The one-year annualised forward premium stood at 2.91% at 0830 GMT, compared to its close of 2.82% on Wednesday. It had touched a low of 2.80% in the previous session, its lowest level since Nov. 25, 2011.
"The situation is really bad. There is dollar scarcity which is getting compounded by RBI taking delivery of maturing forward contracts," the head of forex trading at a private bank said.
On Wednesday, the rupee touched a record low of 78.39 against the dollar despite a sharp fall in global crude oil prices, pushing forward premiums down. The rupee was trading at 78.34/35 on Thursday.
The smaller forward premia is likely to make carry trades less attractive for overseas investors and an unwinding of these carry trades would put further downward pressure on the spot rupee, pushing it towards 79-80 levels, traders warned.
Premia could fall further and some form of sell/buy swap window may be needed if the situation remains as grim, the trader said.

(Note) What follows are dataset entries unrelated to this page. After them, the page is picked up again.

Issue #2403, opened 2024-05-02
Enable users to add namespace exceptions in case OCI hook fails


f1ko:
When using Tetragon with the OCI hook feature enabled (`ociHookSetup.enabled: true`) all Pod creations except for those in `kube-system` are prevented when the agent is down.

This can lead to an outage for business-critical applications that are deployed in other namespaces.

Users shall be able to pass a list of namespaces that shall be excluded in a similar fashion as is the case for `kube-system`.

Issue #2402, opened 2024-05-02
Tetragon with ociHookSetup.enabled cannot start in a namespace other than kube-system


f1ko:
## Description

When using the OCI hook feature, an exception for all Pods in the `kube-system` namespace are added so that Tetragon itself can start as the hook has a dependency on Tetragon.
However, this results in a deadlock scenario if Tetragon is being deployed in any other namespace.

---

## Reproduction

Install Tetragon with the oci-hook feature enabled inside another namespace (i.e. not in `kube-system`):
```
kubectl create ns tetragon
helm install --namespace tetragon \
        --set tetragonOperator.image.override=localhost/cilium/tetragon-operator:latest \
        --set tetragon.image.override=localhost/cilium/tetragon:latest  \
        --set tetragon.grpc.address="unix:///var/run/cilium/tetragon/tetragon.sock" \
        --set tetragon.ociHookSetup.enabled=true \
        tetragon ./install/kubernetes/tetragon
```

The init container starts as expected and configures the oci-hook.
However, this leads to the agent never being able to start as the oci-hook cannot reach the agent and the only exception being Pods in the `kube-system` namespace:
```
$ kubectl describe pod -n tetragon tetragon-tctms
[...]
Events:
  Type     Reason     Age                From               Message
  ----     ------     ----               ----               -------
  Normal   Scheduled  54s                default-scheduler  Successfully assigned tetragon/tetragon-tctms to minikube
  Normal   Pulling    53s                kubelet            Pulling image "localhost/cilium/tetragon:latest"
  Normal   Pulled     53s                kubelet            Successfully pulled image "localhost/cilium/tetragon:latest" in 11ms (11ms including waiting). Image size: 215976744 bytes.
  Normal   Created    53s                kubelet            Created container oci-hook-setup
  Normal   Started    53s                kubelet            Started container oci-hook-setup
  Warning  Failed     43s                kubelet            Error: container create failed: time="2024-04-29T11:36:18Z" level=error msg="runc create failed: unable to start container process: error during container init: error running hook #0: error running hook: exit status 1, stdout: , stderr: "
  Warning  Failed     33s                kubelet            Error: container create failed: time="2024-04-29T11:36:28Z" level=error msg="runc create failed: unable to start container process: error during container init: error running hook #0: error running hook: exit status 1, stdout: , stderr: "
[...]

PR #2404, opened 2024-05-03
oci-hook: allow users to set a list of namespace exceptions and definee default

f1ko:
Prior to this commit `kube-system` was always added as an exception in order for Pods in that namespace to be created in the event that the OCI hook was not able to reach the Tetragon agent. This leads to a deadlock scenario when Tetragon itself is not installed in `kube-system`.

Instead of always adding `kube-syste` this change will always add the namespace Tetragon is deployed in. In addition to that a user can now define additional namespaces as further exception. For example to ensure Pods in business-critical namespaces can still be created even if the OCI hook fails to reach the Tetragon agent.

---

Install Tetragon in a namespace other than `kube-system`:
```
helm install --namespace tetragon \
        --set tetragonOperator.image.override=localhost/cilium/tetragon-operator:latest \
        --set tetragon.image.override=localhost/cilium/tetragon:latest  \
        --set tetragon.grpc.address="unix:///var/run/cilium/tetragon/tetragon.sock" \
        --set tetragon.ociHookSetup.enabled=true \
        tetragon ./install/kubernetes/tetragon
```

```
$ kubectl get pods
NAME                                 READY   STATUS    RESTARTS   AGE
tetragon-46lr7                       2/2     Running   0          13s
tetragon-operator-7c8cc5964f-jzxdx   1/1     Running   0          13s
```

Fixes https://github.com/cilium/tetragon/issues/2402

---

Install helm with the new `failAllowNamespaces` values:
```
helm install --wait --namespace tetragon \
        --set tetragonOperator.image.override=localhost/cilium/tetragon-operator:latest \
        --set tetragon.image.override=localhost/cilium/tetragon:latest  \
        --set tetragon.grpc.address='unix:///var/run/cilium/tetragon/tetragon.sock' \
        --set tetragon.ociHookSetup.enabled=true \
        --set tetragon.ociHookSetup.failAllowNamespaces='business-critical-a\,business-critical-b' \
        tetragon ./install/kubernetes/tetragon
```

Uninstall Tetragon to trigger OCI hook error:
```
helm uninstall --namespace tetragon tetragon
```

Create various namespaces:
```
kubectl create ns business-critical-a
kubectl create ns business-critical-b
kubectl create ns business-critical-c
```

Create deployments in namespaces:
```
kubectl create deploy -n business-critical-a nginx --image docker.io/nginx
kubectl create deploy -n business-critical-b nginx --image docker.io/nginx
kubectl create deploy -n business-critical-c nginx --image docker.io/nginx
```

As can be seen Pods in `business-critical-a` and `business-critical-b` were created and are Running whereas `business-critical-c` wasn't part of the list and therefore continues to fail:
```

"RBI is doing a lot of buy/sell swaps to prevent showing a fall in spot foreign exchange reserves I guess. This is amplifying the signal from the interest rate spread between India and the U.S.," said Vivek Kumar, economist at QuantEco Research.
The RBI until last year was buying forward dollars to prevent an infusion of rupee liquidity into the spot market when it intervened to curb excessive appreciation in the rupee.

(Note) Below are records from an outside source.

PR #2413, opened 2024-05-03
dev: Update vagrant configuration

sayboras:
## Description 

Pleases refer to individual commit for more details. 

## Testing

Testing was done locally with `make test` after VM provision as per below

```
$ make test
...
go test -exec "sudo" -p 1 -parallel 1  -gcflags= -timeout 20m -failfast -cover ./pkg/... ./cmd/... ./operator/... 
...
```

### DIFF
--- a/Vagrantfile
+++ b/Vagrantfile
@@ -1,10 +1,51 @@
 $VM_MEMORY = (ENV['VM_MEMORY'] || 8912)
 $VM_CPUS = (ENV['VM_CPUS'] || 2)
+$GO_VERSION = (ENV['GO_VERSION'] || "1.22.0")
+
+$go_install = <<-'SCRIPT'
+# Install golang
+GO_VERSION=$1
+curl -O https://storage.googleapis.com/golang/go$GO_VERSION.linux-amd64.tar.gz && \
+    rm -rf /usr/local/go \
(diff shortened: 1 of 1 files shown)


Vagrantfile
```diff
@@ -1,10 +1,51 @@
 $VM_MEMORY = (ENV['VM_MEMORY'] || 8912)
 $VM_CPUS = (ENV['VM_CPUS'] || 2)
+$GO_VERSION = (ENV['GO_VERSION'] || "1.22.0")
+
+$go_install = <<-'SCRIPT'
+# Install golang
+GO_VERSION=$1
+curl -O https://storage.googleapis.com/golang/go$GO_VERSION.linux-amd64.tar.gz && \
+    rm -rf /usr/local/go \
```
jrfastab, line 9: I don't think we  want to delete existing go on users. This is on the host?

Could we check if go version is correct first and then give a readable warning with instructions on how to do this? And/or prompt to replace?

mtardy (commented):
hey, just commenting since I think we don't use Vagrant for any of the CI tests. So it's a development thing I don't think one many people use. 

However, I have no objection to merge this since it might be well outdated but it's not well tested and thus not maintained so maybe we could discuss removing it?

sayboras:
Ah thanks both :+1:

"Persistent FPI outflows amid a wide trade deficit could also be creating a dollar shortage problem," Kumar said, referring to foreign portfolio investment.
India's foreign exchange reserves fell to $596.46 billion as of June 10 from $601.06 billion a week earlier.
"A bit of dollar funding stress is evident globally as well, as is seen in the LIBOR-OIS spread and widening cross-currency swaps. However, RBI forward intervention has made it more acute in India's case," IFA Global Research said in a note.
A shortage of cash dollars could become self-perpetuating like during the 2008 crisis if importers start hedging aggressively and could put spot rupee levels under pressure, Kumar said.
"RBI would need to reorient its intervention startegy towards drawdown of spot reserves alone and thereby meet the dollar demand," he added.